Robustness and Stability in Data Science
Moderator: Ryan Tibshirani, Carnegie Mellon University
Panelists: Aleksander Madry, MIT; Xiao-Li Meng, Harvard University; Richard J. Samworth, University of Cambridge and The Alan Turing Institute; and Bin Yu, University of California, Berkeley
The concept of statistical “robustness” has attracted much attention from the statistical research community, dating back to the seminal work of Huber in the 1970’s. The key idea is that statistical inferences and predictions should be insensitive to outliers and to small perturbations of the data. Data scientists have recently formulated more general concepts of “stability” that build on the earlier ideas but now in the context of large-scale data analyses. The panel will discuss recent progress and future directions.
Fairness and Ethics in Data Science
Moderator: Yannis Ioannidis, National and Kapodistrian University Athens
Panelists: Joaquin Quiñonero Candela, Facebook; Alexandra Chouldechova, Carnegie Mellon University; Andrew Gelman; Columbia University; and Kristian Lum, Human Rights Data Analysis Group
As data science plays an increasingly important role on our lives, critically important questions of fairness and ethics have taken on a new urgency. One worry is that data-based algorithms might reinforce previous patterns of bias and discrimination. Another concerns the motivations and biases that can permeate the work of (human) data scientists. Yet another is fake news and “deep fakes.” The panel will discuss these issues, their ramifications, and possible safeguards.
Future of Data Science
Moderator: David Madigan, Columbia University
Panelists: Michael I. Jordan, University of California, Berkeley; and Jeannette Wing, Columbia University
The panelists will discuss the most exciting research avenues in data science and what new innovations might be on the horizon.
Steering Committee: Jeannette Wing (Event Co-Chair), David Madigan (Event Co-Chair), Magdalena Balazinska, Joseph Gonzalez, Chris Holmes, Yannis Ioannidis, Ryan Tibshirani, and Daniela Witten
Media Registration: Contact Jim Ormond at [email protected]

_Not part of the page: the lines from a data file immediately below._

PR #241, opened 2019-04-18
BCDA-1148: add models for group management features

alexhova:
### Fixes [BCDA-1148](https://jira.cms.gov/browse/BCDA-1148)
We need a way to store the data about groups in the db and a way to model the data in the app.

### Proposed changes:
- create models for groups to be stored in the db
- create models to unmarshal group json object
- add test for example usage

### Security Implications
There shouldn't be any security impact on this one.  Groups don't contain any sensitive data.

### Feedback Requested
Check out the test I added.  Is this the best way to use these json object?  What is the best way to get the raw json into a usable struct?


alexhova:
> This looks like it works, and is optimized for unstructured data. To the degree that we are dealing with known types of data and their relationships, though, I'd rather take full advantage of our RDMS and use traditional tables/columns be able to have constraints (rather than storing JSON in a single column).
> 
> * There should be a limited number of scopes and resources, for instance; should we put business logic at the database level enforcing that?
> * When we're testing for authorization, it would be nice to not have to jump through hoops to test for a user's group membership in potentially multiple groups.
> 
> @alexhova How much different would it be to change these types to `db.Model`s?
> @DeirdreHolub How likely is it that the structure of what we're storing will change frequently?
> 
> Looking to spark conversation, not discredit the good work here.

the original idea was to keep it as a json object so we could iterate on the structure if it changes.  and when we're more certain on the structure to create those relations.

however, now I'm thinking after writing the test here that this is a bit complicated to handle in the app.  although we could write helper functions that are used to access and update these fields within the objects, it will still need to be changed when we eventually switch to utilizing the multiple.  i don't think there is any advantage to having this in a nosql-style storage and may actually cause some data redundancy.  if we update a `system` for instance, do we have to update it in each record?  how will we even know where those are?
@DeirdreHolub thoughts?

DeirdreHolub:
I expect changes to this data structure. We have no feedback from potential users of this API yet, and that feedback may prompt change. We also have open questions in the tech spec that may prompt change. It is possible, for example, that this json structure will turn out to be instructions we use to drive external object creation. I have a bias against creating tables (types) and relations until I have some level of confidence in their stability, and I haven't gotten there yet.

To Alex's question  

> if we update a system for instance, do we have to update it in each record? how will we even know where those are?

The API's PUT method is specifically stated to support only replacing the entire json structure because of the uncertainties described above.

We need to discuss internally what increases confidence that we have the right data structure. Among the evidence that I look for is something else needing the data. That encryption keys for ACOs is coming our way will probably lead to a system table, for example.

Bottom line, I think these are great comments and welcome thinking-out-loud. I am inclined to go with what Alex has for now, understanding that it won't remain this way for very long, but allows us to progress with getting the API methods in place. There's a built in assumption here that the API methods won't be changing even if we change the json structure.

bcda/models/models_test.go
```diff
@@ -277,3 +278,28 @@ func (s *ModelsTestSuite) TestGetBeneficiaryIDs() {
 	assert.Equal(100, len(beneficiaryIDs))
 
 }
+
+func (s *ModelsTestSuite) TestGroupStructs() {
```
DeirdreHolub: The essential things the testing needs to do: 
(a) unmarshal a json string into the structs (as it will do in an api handler)
(b) save the json to the db
(c) get the json out of the db into structs
(d) make sure the input of a matches the output of (c) (marshal the output from (c) and compare strings with (a)'s input?) 
I see (b) and (c), but not (a) and (d)

bcda/models/models.go
```diff
@@ -270,6 +272,32 @@ func AssignAlphaBeneficiaries(db *gorm.DB, aco ACO, acoSize string) error {
 	return db.Exec(s).Error
 }
 
+type Group struct {
+	ID   string         `gorm:"primary_key" json:"id"`
+	Data postgres.Jsonb `json:"data"`
```
DeirdreHolub: I believe it is an option to use a string here, since we are validating the structure of the json before it goes in and when it comes out simply by marshaling it in/out of structs and are not planning on using postgres's jsonb query capabilities.

DeirdreHolub:
> What is the best way to get the raw json into a usable struct?

see bcda/auth/mokta.go for an example of an annotated struct that marshals / unmarshals from raw string json.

ACM, the Association for Computing Machinery is the world’s largest educational and scientific computing society, uniting computing educators, researchers and professionals to inspire dialogue, share resources and address the field’s challenges. ACM strengthens the computing profession’s collective voice through strong leadership, promotion of the highest standards, and recognition of technical excellence. ACM supports the professional growth of its members by providing opportunities for life-long learning, career development, and professional networking.
IMS, the Institute of Mathematical Statistics, is an international professional and scholarly society devoted to the development, dissemination, and application of statistics and probability. The Institute currently has about 4,000 members in all parts of the world.